Présentation du budget pour l'exercice 2021-2022 (février 2021)

La présentation du budget a été bien accueillie par les milieux d’affaires et par les marchés, qui ont jugé l’exercice sérieux et crédible, même si la situation des finances publiques reste très préoccupante. Les meilleurs résultats attendus en termes de recettes budgétaires pour l’exercice en cours vont avoir un impact positif sur l’ensemble de la trajectoire – elles vont notamment permettre d’éviter des hausses d’impôts. Le cap est maintenu en matière de maitrise des dépenses, avec l’objectif de stabiliser la dette publique à l’horizon 2025-2026 et la volonté de contenir les dépenses de fonctionnement pour favoriser la reprise de l’investissement public. Un certain nombre de risques ne sont toutefois pas levés, avec notamment de difficiles négociations à venir pour contenir la masse salariale de la fonction publique et l’absence d’annonce de réforme des entreprises publiques en difficulté, au premier rang desquelles Eskom.

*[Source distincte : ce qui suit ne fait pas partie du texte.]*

PR #555, opened 2021-05-22
Volume management

amarts:
* Support Replica1 -> Something else (best done to Replica2/Replica3)
* Support brick / server migration with decommissioned brick.
* Allow volume config changes to be picked up by clients as and when the storage config changes happen.

### DIFF
--- a/csi/controllerserver.py
+++ b/csi/controllerserver.py
@@ -469,6 +469,20 @@ class ControllerServer(csi_pb2_grpc.ControllerServicer):
             context.set_code(grpc.StatusCode.INVALID_ARGUMENT)
             return csi_pb2.ControllerExpandVolumeResponse()
 
+        if not request.capacity_range:
+            errmsg = "Capacity Range is empty and must be provided"
+            logging.error(errmsg)
+            context.set_details(errmsg)
+            context.set_code(grpc.StatusCode.INVALID_ARGUMENT)
+            return csi_pb2.ControllerExpandVolumeResponse()
+
+        if not request.capacity_range.required_bytes:
+            errmsg = "Capacity Range is empty and must be provided"
+            logging.error(errmsg)
+            context.set_details(errmsg)
+            context.set_code(grpc.StatusCode.INVALID_ARGUMENT)
+            return csi_pb2.ControllerExpandVolumeResponse()
+
         expansion_requested_pvsize = request.capacity_range.required_bytes
 
         # Get existing volume
--- a/csi/volumeutils.py
+++ b/csi/volumeutils.py
@@ -837,27 +837,34 @@ def generate_client_volfile(volname):
 
     # Tricky to get this right, but this solves all the elements of distribute in code :-)
     data['dht_subvol'] = []
+    decommissioned = []
     if data["type"] == "Replica1":
         for brick in data["bricks"]:
-            data["dht_subvol"].append("%s-client-%d" % (data["volname"], brick["brick_index"]))
+            brick_name = "%s-client-%d" % (data["volname"], brick["brick_index"])
+            data["dht_subvol"].append(brick_name)
+            if brick.get("decommissioned", "") != "":
+                decommissioned.append(brick_name)
     else:
         count = 3
         if data["type"] == "Replica2":
             count = 2
 
-        data["subvol_bricks_count"] = count
         if data["type"] == "Disperse":
-            data["subvol_bricks_count"] = data["disperse"]["data"] + \
-              data["disperse"]["redundancy"]
+            count = data["disperse"]["data"] + data["disperse"]["redundancy"]
             data["disperse_redundancy"] = data["disperse"]["redundancy"]
 
-        for i in range(0, int(len(data["bricks"]) / data["subvol_bricks_count"])):
-            data["dht_subvol"].append("%s-%s-%d" % (
+        data["subvol_bricks_count"] = count
+        for i in range(0, int(len(data["bricks"]) / count)):
+            brick_name = "%s-%s-%d" % (
                 data["volname"],
                 "disperse" if data["type"] == "Disperse" else "replica",
                 i
-            ))
+            )
+            data["dht_subvol"].append(brick_name)
+            if data["bricks"][(i * count)].get("decommissioned", "") != "":
+                decommissioned.append(brick_name)
 
+    data['decommissioned'] = "" if decommissioned == [] else ",".join(decommissioned)
     template_file_path = os.path.join(
         TEMPLATES_DIR,
         "%s.client.vol.j2" % data["type"]
--- a/csi/volumeutils.py
+++ b/csi/volumeutils.py
@@ -894,17 +894,21 @@ def reload_glusterfs(volume):
     with mount_lock:
         if not generate_client_volfile(volname):
             return False
-        pid = VOL_DATA[volname]["pid"]
         # TODO: ideally, keep the pid in structure for easier access
-        #cmd = ["kill", "-HUP", str(pid)]
-        cmd = ["ps", "aux", "|",
-               "grep", "glusterfs", "|",
-               "grep", "%s.client" % volname, "|",
-               "awk", "'{ print $2 }'", "|",
-               "xargs", "kill", "-HUP" ]
+        # pid = VOL_DATA[volname]["pid"]
+        # cmd = ["kill", "-HUP", str(pid)]
+        cmd = ["ps", "--no-header", "-ww", "-o", "pid,command", "-C", "glusterfs"]
 
         try:
-            execute(*cmd)
+            out, err, _ = execute(*cmd)
+            for line in out.split("\n"):
+                parts = line.split()
+                pid = parts[0]
+                for part in parts:
+                    if part.startswith("--volume-id="):
+                        if part.split("=")[-1] == volname:
+                            cmd1 = [ "kill", "-HUP", pid ]
+                            execute(*cmd1)
         except CommandException as err:
             logging.error(logf(
                 "error to execute command",
--- a/csi/volumeutils.py
+++ b/csi/volumeutils.py
@@ -26,6 +26,10 @@ VOLFILES_DIR = "/kadalu/volfiles"
 TEMPLATES_DIR = "/kadalu/templates"
 VOLINFO_DIR = "/var/lib/gluster"
 
+# This variable contains in-memory map of all glusterfs processes (hash of volfile and pid)
+# Used while sending SIGHUP during any modifcation to storage config
+VOL_DATA = {}
+
 statfile_lock = threading.Lock()    # noqa # pylint: disable=invalid-name
 mount_lock = threading.Lock()    # noqa # pylint: disable=invalid-name
 
@@ -640,9 +644,9 @@ def delete_volume(volname):
             info_file_name = vol.volname + ".json"
             os.rename(
                 os.path.join(HOSTVOL_MOUNTDIR, vol.hostvol, "info",
-                    path_prefix, old_info_file_name),
+                             path_prefix, old_info_file_name),
                 os.path.join(HOSTVOL_MOUNTDIR, vol.hostvol, "info",
-                    path_prefix, info_file_name)
+                             path_prefix, info_file_name)
             )
 
             logging.info(logf(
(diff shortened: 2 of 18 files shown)


amarts:
can't pass pid directly to cmd


```
[2021-05-23 01:32:47,215] ERROR [_server - 445:_call_behavior] - Exception calling application: expected str, bytes or os.PathLike object, not int
  File "/kadalu/lib/python3.8/site-packages/grpc/_server.py", line 435, in _call_behavior
  File "/kadalu/controllerserver.py", line 65, in CreateVolume
    volume = search_volume(request.name)
  File "/kadalu/volumeutils.py", line 734, in search_volume
    mount_glusterfs(volume, mntdir)
  File "/kadalu/volumeutils.py", line 928, in mount_glusterfs
    reload_glusterfs(volume)
  File "/kadalu/volumeutils.py", line 906, in reload_glusterfs
    execute(*cmd)
  File "/kadalu/kadalulib.py", line 119, in execute
    with subprocess.Popen(cmd,
  File "/usr/lib/python3.8/subprocess.py", line 854, in __init__
    self._execute_child(args, executable, preexec_fn, close_fds,
  File "/usr/lib/python3.8/subprocess.py", line 1637, in _execute_child
    self.pid = _posixsubprocess.fork_exec(
TypeError: expected str, bytes or os.PathLike object, not int
```

amarts:
Here is my take on this PR (as I am occupied for rest of the week).

Would like reviews on it, and more testing.

* Framework to enable remounting of all clients now added.
* TODO: add corresponding changes to kubectl-kadalu (CLI)
  - for both storage type changes and also decommissioned bricks.
* TODO: documentation
* TODO: testing (think how would it be better done).

@aravindavk @leelavg @vatsa287

leelavg:
> can't pass pid directly to cmd

Converting to string isn't working too?

> Would like reviews on it, and more testing

Occupied for this week, will try to squeeze sometime if possible.

csi/watch-vol-changes.sh
```diff
@@ -0,0 +1,17 @@
+#!/bin/bash
+
+CONFIG_MAP_INFO_DIR="/var/lib/gluster"
+
+ps aux | grep python
```
ook: Dead code.

csi/watch-vol-changes.sh
```diff
@@ -0,0 +1,17 @@
...
+
+CSI_PROCESS_ID=$(ps aux|grep python | grep main | awk '{ print $2}' | xargs);
+
+echo $CSI_PROCESS_ID;
+
+while true; do
```
ook, line 15: Should we trap sigup and kill that loop?

ook (commented):
Just comments, I didn't test that PR.

csi/watch-vol-changes.sh
amarts: Nope. The way I thought of it, without `-m` (or `--monitor`) option, the inotifywait breaks after 1st event. We expect this script to be running forever, and hence not planning to trap the signals here.

amarts: Added more comments to the file.

amarts:
Failed in same place, while doing 'ExpandVolume':

```
[2021-05-25 12:31:47,892] INFO [controllerserver - 265:CreateVolume] - Volume created	 name=sanity-expand-volume-3B5C57D3-D9AF33AF size=10737418240 hostvol=storage-pool-4 pvtype=subvol volpath=subvol/c9/91/sanity-expand-volume-3B5C57D3-D9AF33AF duration_seconds=5.09607195854187
[2021-05-25 12:31:47,935] DEBUG [volumeutils - 933:mount_glusterfs] - Already mounted	 mount=/mnt/storage-pool-1
[2021-05-25 12:31:47,944] DEBUG [volumeutils - 933:mount_glusterfs] - Already mounted	 mount=/mnt/storage-pool-4
[2021-05-25 12:31:47,949] INFO [controllerserver - 462:ControllerExpandVolume] - Existing PV size and Expansion requested PV size	 existing_pvsize=10737418240 expansion_requested_pvsize=11811160064
[2021-05-25 12:31:47,949] DEBUG [controllerserver - 475:ControllerExpandVolume] - Found PV type	 pvtype=subvol capability=
[2021-05-25 12:31:48,000] DEBUG [volumeutils - 427:is_hosting_volume_free] - pv stats	 hostvol=storage-pool-4 total_size_bytes=29249634304 used_size_bytes=21474836480 free_size_bytes=7774797824 number_of_pvs=3 required_size=11811160064 reserved_size=777479782.4
[2021-05-25 12:31:48,000] ERROR [controllerserver - 487:ControllerExpandVolume] - Hosting volume is full. Add more storage	 volume=storage-pool-4
```

It is picking disperse volume for ExpandVolume, is that an issue?

leelavg:
The error seems genuine, need to figure out below
- Can we limit expand volume size in csi-sanity?
- Is it intentional or randomly choosing a pvc to expand (need to look at actual code path of [csi-sanity](https://github.com/kubernetes-csi/csi-test/blob/v3.1.1/pkg/sanity/controller.go#L1905-L1952))

leelavg:
@amarts I wasn't able to reason through this [commit](https://github.com/kadalu/kadalu/pull/555/commits/bd672134be60bac3965d90699e06c35b149cf117) [wrt csi sanity] as it introduced new errors as per actions log.

Can you revert above and make below change if possible?

``` diff
diff --git a/tests/minikube.sh b/tests/minikube.sh
index fea9d04..e43ec8f 100755
--- a/tests/minikube.sh
+++ b/tests/minikube.sh
@@ -342,7 +342,8 @@ test_kadalu)
     kubectl wait --for=condition=ready pod -l app=sanity-app --timeout=15s
 
     exp_pass=33
-    kubectl exec sanity-app -i -- sh -c 'csi-sanity -ginkgo.v --csi.endpoint $CSI_ENDPOINT -ginkgo.skip pagination' | tee /tmp/sanity-result.txt
+    # Set expand vol size to 10MB
+    kubectl exec sanity-app -i -- sh -c 'csi-sanity -ginkgo.v --csi.endpoint $CSI_ENDPOINT -ginkgo.skip pagination -csi.testvolumesize 10485760' | tee /tmp/sanity-result.txt
 
     # Make sure no more failures than above stats
     act_pass=$(grep -Po '(\d+)(?= Passed)' /tmp/sanity-result.txt 2>/dev/null || echo 0)
```

csi/volumeutils.py
```diff
@@ -819,29 +823,48 @@ def generate_client_volfile(volname):
     with open(info_file_path) as info_file:
         data = json.load(info_file)
 
+    # If the hash of configmap is same for the given volume, then there
+    # is no need to generate client volfile again.
+    if not VOL_DATA.get(volname, None):
+        VOL_DATA[volname] = {}
```
amarts, line 829: This should get deleted in `delete_volume()`.

csi/volumeutils.py
```diff
@@ -914,7 +974,8 @@ def mount_glusterfs(volume, mountpoint, is_client=False):
             cmd.extend(["--client-pid", "-14"])
 
         try:
-            execute(*cmd)
+            (_, err, pid) = execute(*cmd)
+            VOL_DATA[volname]["pid"] = pid
```
amarts, line 988: Question @aravindavk : looks like the problem here is, pid is of the parent process (ie, glusterfs binary), but the process does fork() so this PID we received may not be running when we want to issue the SIGHUP.

In that case, I would do the kill sighup with a piped command to get the volume process based on name etc.. ?

aravindavk: thats good approach I think. Since the Storage names are unique, we can search the `ps` output to get the pid.

```
ps --no-header -ww -o pid,command -C glusterfs | grep "\-\-volfile-id=${volname}"
```

aravindavk:
```python
def get_volumes_mount_pids():
    cmd = ['ps', '--no-header', '-ww', '-o', 'pid,command', '-C', 'glusterfs']
    out, err = execute(*cmd)
    volumes = {}

    for line in out.split("\n"):
        parts = line.split()
        pid = parts[0]
        volname = ""
        for part in parts:
            if part.startswith("--volfile-id="):
                volname = part.split("=")[-1]

        volumes[volname] = pid

    return volumes
```

csi/volumeutils.py
```diff
@@ -855,6 +878,51 @@ def generate_client_volfile(volname):
...
+        try:
+            out, err, _ = execute(*cmd)
+            for line in out.split("\n"):
+                parts = line.split()
+                pid = parts[0]
+                for part in parts:
+                    if part.startswith("--volume-id="):
+                        if part.split("=")[-1] == volname:
+                            cmd1 = [ "kill", "-HUP", pid ]
+                            execute(*cmd1)
```
aravindavk, line 911: Move this to a function, so that early return(loop break) after sighup execution.

csi/volumeutils.py
```diff
@@ -866,6 +934,7 @@ def mount_glusterfs(volume, mountpoint, is_client=False):
 
     # Ignore if already glusterfs process running for that volume
     if is_gluster_mount_proc_running(volname, mountpoint):
+        reload_glusterfs(volume)
```
aravindavk, line 937: This call can raise exception, csi server will crash on one notification failure

csi/volumeutils.py
```diff
@@ -874,6 +943,7 @@ def mount_glusterfs(volume, mountpoint, is_client=False):
 
     # Ignore if already mounted
     if is_gluster_mount_proc_running(volname, mountpoint):
+        reload_glusterfs(volume)
```
aravindavk, line 946: same as above

csi/controllerserver.py
```diff
@@ -469,6 +469,20 @@ def ControllerExpandVolume(self, request, context):
...
 
+        if not request.capacity_range:
+            errmsg = "Capacity Range is empty and must be provided"
+            logging.error(errmsg)
+            context.set_details(errmsg)
+            context.set_code(grpc.StatusCode.INVALID_ARGUMENT)
+            return csi_pb2.ControllerExpandVolumeResponse()
+
+        if not request.capacity_range.required_bytes:
+            errmsg = "Capacity Range is empty and must be provided"
```
leelavg, line 480: Can this errmsg be tweaked not to sound same as above?

server/mount-glustervol
```diff
@@ -18,15 +18,33 @@ with open(info_file) as f:
```
leelavg, line 18: Question: Where is this file actually being used in the code, I missed this from the get go?
I can observe similar code in at-least two other places (in generating_client_volfile and in shd) and I believe handler methods and above might need some refactoring :/

templates/Replica1.client.vol.j2
```diff
@@ -10,6 +10,9 @@ end-volume
 volume {{ volname }}-dht
     type cluster/distribute
     subvolumes {{ dht_subvol|join(' ') }}
+{% if decommissioned != "" %}
+    option decommissioned-bricks {{ decommissioned }}
```
leelavg, line 14: If you don't mind, can you pls explain this?
- Like when a brick/subvol is decommissioned we'll be performing ~replace brick kind of operation and should wait for heal to complete right? (or)
- Is it just like we don't need (~data in) old bricks and they can be kinda replaced all together?

leelavg (commented):
Entirely optional, can this PR be broken into two as it was there from the start, one for volume change and another for decommission?

Rationale being, many regressions in CI and we aren't sure of the effects in untested code paths?

templates/Replica1.client.vol.j2
amarts: https://github.com/kadalu/glusterfs/blob/devel/xlators/cluster/dht/src/dht-shared.c#L960 

this just makes the brick not get any new data. But reads will be served from the same brick. There is no 'heal', but rebalance operation which is required.

server/mount-glustervol
amarts: Nope, this is not used anywhere IMO.

csi/controllerserver.py
amarts: Ack

csi/volumeutils.py
amarts: Done in #570

csi/controllerserver.py
amarts: Addressed in #571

  • Le mercredi 24 février, le ministre des Finances Tito Mboweni a présenté le budget pour l’exercice 2021-2022 (d’avril à mars). Au-delà de la présentation des équilibres budgétaires, cela a été l’occasion pour le ministre de faire passer deux messages. D’une part, l’objectif de ce budget est de continuer à soutenir le tissu économique et social à court terme dans le contexte de la crise, tout en maintenant une trajectoire budgétaire soutenable à moyen terme. D’autre part, il a martelé qu’il ne s’agissait pas d’un budget d’austérité (ce que les chiffres confirment), mais d’un budget prudent.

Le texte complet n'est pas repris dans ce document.